__Prompt__
What do the lines from the top of the data through the line with "been set on" say? Quote them exactly and include both ends.
Available data Block Start
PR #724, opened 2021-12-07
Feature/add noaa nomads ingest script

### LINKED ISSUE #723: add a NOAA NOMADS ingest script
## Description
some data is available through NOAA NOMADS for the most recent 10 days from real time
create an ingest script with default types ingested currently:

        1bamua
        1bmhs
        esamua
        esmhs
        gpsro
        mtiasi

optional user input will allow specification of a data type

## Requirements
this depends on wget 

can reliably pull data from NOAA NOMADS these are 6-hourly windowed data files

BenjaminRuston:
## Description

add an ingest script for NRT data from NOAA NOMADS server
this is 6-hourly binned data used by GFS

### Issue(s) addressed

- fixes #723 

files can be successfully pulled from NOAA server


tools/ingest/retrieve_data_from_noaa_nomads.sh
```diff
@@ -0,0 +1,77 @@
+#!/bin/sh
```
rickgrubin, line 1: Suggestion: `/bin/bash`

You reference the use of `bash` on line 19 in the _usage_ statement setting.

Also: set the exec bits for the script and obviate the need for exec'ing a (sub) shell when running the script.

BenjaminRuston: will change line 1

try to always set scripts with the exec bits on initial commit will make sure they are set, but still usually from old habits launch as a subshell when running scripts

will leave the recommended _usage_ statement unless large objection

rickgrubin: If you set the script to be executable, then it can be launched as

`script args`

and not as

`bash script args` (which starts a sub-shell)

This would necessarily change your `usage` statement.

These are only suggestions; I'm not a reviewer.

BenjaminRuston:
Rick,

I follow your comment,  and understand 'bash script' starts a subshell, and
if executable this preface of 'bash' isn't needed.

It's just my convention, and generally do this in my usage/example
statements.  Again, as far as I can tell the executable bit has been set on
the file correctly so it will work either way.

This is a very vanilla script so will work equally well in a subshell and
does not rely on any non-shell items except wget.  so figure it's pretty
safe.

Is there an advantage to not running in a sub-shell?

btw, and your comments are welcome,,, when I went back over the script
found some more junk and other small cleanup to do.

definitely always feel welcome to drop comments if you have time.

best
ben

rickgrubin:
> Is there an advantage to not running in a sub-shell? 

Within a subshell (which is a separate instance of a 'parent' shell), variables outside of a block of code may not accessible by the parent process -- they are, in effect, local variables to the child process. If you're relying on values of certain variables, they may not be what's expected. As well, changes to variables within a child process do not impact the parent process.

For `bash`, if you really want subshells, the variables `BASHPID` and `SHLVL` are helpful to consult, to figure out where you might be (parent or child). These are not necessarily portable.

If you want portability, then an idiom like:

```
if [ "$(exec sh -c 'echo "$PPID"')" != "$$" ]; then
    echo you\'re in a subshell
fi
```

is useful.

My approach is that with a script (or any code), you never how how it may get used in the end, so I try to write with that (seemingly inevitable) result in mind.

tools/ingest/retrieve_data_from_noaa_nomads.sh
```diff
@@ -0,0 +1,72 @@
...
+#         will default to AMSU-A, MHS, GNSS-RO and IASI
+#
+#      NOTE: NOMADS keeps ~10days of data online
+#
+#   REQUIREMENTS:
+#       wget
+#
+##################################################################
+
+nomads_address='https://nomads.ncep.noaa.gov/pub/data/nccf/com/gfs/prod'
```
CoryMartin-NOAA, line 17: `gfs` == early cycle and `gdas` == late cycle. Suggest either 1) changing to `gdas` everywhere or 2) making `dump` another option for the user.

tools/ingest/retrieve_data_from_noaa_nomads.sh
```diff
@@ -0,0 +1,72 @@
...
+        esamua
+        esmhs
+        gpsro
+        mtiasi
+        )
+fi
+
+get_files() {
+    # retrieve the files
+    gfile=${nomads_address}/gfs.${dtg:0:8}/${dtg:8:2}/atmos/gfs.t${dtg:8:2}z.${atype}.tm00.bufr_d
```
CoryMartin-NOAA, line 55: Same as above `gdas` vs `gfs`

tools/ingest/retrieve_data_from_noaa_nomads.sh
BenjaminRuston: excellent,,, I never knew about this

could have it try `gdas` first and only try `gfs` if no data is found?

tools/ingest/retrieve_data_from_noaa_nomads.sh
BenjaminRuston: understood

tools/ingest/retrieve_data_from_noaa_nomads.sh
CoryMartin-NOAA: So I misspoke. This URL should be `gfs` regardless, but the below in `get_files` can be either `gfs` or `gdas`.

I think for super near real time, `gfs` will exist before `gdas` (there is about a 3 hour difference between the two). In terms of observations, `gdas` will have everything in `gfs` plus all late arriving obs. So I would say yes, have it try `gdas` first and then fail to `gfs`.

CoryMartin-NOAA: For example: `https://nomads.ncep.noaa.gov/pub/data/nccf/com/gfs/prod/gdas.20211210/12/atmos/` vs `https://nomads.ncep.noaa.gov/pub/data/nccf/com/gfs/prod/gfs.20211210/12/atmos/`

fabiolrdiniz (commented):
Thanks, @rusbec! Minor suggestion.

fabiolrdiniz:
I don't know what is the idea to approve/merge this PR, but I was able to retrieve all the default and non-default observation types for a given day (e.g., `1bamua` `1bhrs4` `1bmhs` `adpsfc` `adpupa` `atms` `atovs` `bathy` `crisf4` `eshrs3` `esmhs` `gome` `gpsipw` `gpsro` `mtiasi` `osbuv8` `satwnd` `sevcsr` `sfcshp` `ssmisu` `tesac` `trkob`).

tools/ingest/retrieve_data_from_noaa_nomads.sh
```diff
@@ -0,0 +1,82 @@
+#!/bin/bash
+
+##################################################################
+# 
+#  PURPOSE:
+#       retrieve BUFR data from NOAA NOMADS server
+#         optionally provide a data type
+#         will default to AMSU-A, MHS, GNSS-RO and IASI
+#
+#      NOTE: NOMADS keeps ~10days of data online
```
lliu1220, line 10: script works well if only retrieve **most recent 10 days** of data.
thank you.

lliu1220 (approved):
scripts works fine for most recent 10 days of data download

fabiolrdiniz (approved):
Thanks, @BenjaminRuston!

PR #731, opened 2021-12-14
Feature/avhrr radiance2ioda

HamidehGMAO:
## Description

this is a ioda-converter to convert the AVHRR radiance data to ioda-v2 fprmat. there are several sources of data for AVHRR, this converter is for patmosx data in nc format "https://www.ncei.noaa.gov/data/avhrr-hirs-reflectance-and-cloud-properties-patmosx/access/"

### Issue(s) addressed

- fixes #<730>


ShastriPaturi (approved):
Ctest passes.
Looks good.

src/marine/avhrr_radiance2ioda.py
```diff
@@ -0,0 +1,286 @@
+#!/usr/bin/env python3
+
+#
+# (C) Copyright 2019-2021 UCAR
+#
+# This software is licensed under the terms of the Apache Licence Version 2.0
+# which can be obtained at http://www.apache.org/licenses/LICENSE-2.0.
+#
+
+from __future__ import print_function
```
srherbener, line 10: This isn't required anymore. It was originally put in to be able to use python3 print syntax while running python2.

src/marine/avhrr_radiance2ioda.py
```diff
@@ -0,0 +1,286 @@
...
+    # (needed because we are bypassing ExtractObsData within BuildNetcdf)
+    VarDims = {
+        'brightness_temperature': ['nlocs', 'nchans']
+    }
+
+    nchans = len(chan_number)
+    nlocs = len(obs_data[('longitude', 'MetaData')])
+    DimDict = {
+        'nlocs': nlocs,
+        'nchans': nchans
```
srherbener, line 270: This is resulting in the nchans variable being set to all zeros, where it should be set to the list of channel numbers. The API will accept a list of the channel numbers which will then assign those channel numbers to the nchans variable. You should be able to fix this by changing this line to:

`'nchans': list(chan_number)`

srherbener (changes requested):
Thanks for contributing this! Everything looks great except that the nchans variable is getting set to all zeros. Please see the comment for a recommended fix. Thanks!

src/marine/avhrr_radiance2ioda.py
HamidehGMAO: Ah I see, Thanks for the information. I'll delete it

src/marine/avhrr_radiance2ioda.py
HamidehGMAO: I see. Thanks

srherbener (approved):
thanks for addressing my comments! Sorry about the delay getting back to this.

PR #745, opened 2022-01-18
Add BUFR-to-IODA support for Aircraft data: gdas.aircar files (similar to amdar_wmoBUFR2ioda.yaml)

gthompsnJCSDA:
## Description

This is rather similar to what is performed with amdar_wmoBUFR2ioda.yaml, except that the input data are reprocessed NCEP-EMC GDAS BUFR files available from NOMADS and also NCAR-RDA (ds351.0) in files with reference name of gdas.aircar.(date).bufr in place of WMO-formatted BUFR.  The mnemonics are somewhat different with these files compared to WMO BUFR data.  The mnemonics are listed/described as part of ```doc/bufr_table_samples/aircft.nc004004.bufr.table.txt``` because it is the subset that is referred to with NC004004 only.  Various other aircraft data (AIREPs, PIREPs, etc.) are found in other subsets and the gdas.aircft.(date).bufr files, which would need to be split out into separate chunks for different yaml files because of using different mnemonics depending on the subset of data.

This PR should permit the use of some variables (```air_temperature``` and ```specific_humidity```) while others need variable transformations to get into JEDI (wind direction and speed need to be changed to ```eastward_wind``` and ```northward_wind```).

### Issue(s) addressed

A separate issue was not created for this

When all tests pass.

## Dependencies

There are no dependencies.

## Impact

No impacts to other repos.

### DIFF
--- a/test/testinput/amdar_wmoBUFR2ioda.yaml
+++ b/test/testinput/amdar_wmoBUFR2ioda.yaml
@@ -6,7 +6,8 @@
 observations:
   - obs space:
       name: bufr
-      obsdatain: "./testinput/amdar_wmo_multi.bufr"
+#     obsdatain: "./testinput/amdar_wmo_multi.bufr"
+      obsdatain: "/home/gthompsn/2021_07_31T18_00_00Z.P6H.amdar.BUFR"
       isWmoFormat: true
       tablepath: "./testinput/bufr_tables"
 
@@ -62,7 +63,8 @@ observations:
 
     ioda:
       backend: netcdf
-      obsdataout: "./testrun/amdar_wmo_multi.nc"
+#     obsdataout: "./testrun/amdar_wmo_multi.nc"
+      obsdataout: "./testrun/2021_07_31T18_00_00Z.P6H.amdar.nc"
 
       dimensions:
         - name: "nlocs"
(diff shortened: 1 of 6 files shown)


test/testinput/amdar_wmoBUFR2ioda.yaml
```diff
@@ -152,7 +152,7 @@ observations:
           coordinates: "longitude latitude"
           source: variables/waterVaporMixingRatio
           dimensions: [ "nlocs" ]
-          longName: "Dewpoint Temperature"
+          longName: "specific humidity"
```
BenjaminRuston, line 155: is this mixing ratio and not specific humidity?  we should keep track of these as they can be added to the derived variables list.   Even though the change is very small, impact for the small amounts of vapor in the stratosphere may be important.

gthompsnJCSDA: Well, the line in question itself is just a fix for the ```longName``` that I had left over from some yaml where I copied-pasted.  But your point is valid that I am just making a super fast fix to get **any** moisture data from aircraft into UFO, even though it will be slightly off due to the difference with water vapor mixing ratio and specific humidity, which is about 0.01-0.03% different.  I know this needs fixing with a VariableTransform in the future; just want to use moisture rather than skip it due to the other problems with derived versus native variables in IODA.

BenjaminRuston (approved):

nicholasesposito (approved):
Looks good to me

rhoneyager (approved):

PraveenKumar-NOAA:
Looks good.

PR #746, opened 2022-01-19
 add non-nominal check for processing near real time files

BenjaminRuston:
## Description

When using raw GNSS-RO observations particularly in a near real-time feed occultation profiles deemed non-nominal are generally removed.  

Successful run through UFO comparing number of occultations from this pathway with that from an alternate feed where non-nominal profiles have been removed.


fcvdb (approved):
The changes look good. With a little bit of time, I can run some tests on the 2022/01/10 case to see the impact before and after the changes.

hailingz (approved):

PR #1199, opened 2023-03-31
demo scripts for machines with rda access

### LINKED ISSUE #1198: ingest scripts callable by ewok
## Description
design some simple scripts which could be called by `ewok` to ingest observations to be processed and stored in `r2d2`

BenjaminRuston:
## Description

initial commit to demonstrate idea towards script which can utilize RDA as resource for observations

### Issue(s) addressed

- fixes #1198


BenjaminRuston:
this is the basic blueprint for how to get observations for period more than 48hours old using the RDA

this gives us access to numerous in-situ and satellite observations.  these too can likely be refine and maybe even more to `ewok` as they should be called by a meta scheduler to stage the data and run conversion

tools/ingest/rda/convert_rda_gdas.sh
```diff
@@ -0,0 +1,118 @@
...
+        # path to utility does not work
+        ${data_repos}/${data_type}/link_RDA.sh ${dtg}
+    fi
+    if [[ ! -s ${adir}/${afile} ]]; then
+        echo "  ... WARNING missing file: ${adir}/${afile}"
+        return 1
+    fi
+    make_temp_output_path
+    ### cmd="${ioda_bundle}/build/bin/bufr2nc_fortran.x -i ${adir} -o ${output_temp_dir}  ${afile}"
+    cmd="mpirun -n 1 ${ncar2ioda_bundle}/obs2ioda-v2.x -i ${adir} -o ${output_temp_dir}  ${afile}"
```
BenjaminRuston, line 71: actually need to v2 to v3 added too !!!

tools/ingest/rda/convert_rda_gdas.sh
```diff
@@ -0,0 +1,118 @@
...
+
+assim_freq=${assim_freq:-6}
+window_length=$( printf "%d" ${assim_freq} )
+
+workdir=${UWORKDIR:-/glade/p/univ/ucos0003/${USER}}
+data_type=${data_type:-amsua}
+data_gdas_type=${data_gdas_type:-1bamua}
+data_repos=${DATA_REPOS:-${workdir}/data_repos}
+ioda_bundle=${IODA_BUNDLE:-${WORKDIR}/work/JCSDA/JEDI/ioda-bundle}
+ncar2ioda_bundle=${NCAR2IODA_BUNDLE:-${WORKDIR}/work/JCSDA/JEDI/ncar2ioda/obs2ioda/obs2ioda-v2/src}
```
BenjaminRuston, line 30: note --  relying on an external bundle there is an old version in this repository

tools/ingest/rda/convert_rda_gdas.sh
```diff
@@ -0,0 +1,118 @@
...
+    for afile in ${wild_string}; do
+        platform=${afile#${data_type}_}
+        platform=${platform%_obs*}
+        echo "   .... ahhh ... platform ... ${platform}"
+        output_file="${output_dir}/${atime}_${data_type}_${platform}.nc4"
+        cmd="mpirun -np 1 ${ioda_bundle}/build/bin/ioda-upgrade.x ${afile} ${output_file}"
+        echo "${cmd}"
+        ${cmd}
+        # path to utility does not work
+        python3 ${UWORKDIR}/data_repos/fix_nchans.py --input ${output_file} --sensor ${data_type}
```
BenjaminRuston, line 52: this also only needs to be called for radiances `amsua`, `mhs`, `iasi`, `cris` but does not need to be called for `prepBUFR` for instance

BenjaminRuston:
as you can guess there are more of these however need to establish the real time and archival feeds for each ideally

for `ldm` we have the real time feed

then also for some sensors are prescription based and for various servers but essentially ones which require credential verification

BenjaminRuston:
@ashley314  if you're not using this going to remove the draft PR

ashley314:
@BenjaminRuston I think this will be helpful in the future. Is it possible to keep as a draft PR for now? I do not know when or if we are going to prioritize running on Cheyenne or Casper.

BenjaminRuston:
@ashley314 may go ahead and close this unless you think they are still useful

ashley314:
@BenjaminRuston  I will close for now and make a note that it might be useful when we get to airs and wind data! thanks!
Available data Block End
__Task output__
PR #724, opened 2021-12-07
Feature/add noaa nomads ingest script

### LINKED ISSUE #723: add a NOAA NOMADS ingest script
## Description
some data is available through NOAA NOMADS for the most recent 10 days from real time
create an ingest script with default types ingested currently:

        1bamua
        1bmhs
        esamua
        esmhs
        gpsro
        mtiasi

optional user input will allow specification of a data type

## Requirements
this depends on wget 

can reliably pull data from NOAA NOMADS these are 6-hourly windowed data files

BenjaminRuston:
## Description

add an ingest script for NRT data from NOAA NOMADS server
this is 6-hourly binned data used by GFS

### Issue(s) addressed

- fixes #723 

files can be successfully pulled from NOAA server


tools/ingest/retrieve_data_from_noaa_nomads.sh
```diff
@@ -0,0 +1,77 @@
+#!/bin/sh
```
rickgrubin, line 1: Suggestion: `/bin/bash`

You reference the use of `bash` on line 19 in the _usage_ statement setting.

Also: set the exec bits for the script and obviate the need for exec'ing a (sub) shell when running the script.

BenjaminRuston: will change line 1

try to always set scripts with the exec bits on initial commit will make sure they are set, but still usually from old habits launch as a subshell when running scripts

will leave the recommended _usage_ statement unless large objection

rickgrubin: If you set the script to be executable, then it can be launched as

`script args`

and not as

`bash script args` (which starts a sub-shell)

This would necessarily change your `usage` statement.

These are only suggestions; I'm not a reviewer.

BenjaminRuston:
Rick,

I follow your comment,  and understand 'bash script' starts a subshell, and
if executable this preface of 'bash' isn't needed.

It's just my convention, and generally do this in my usage/example
statements.  Again, as far as I can tell the executable bit has been set on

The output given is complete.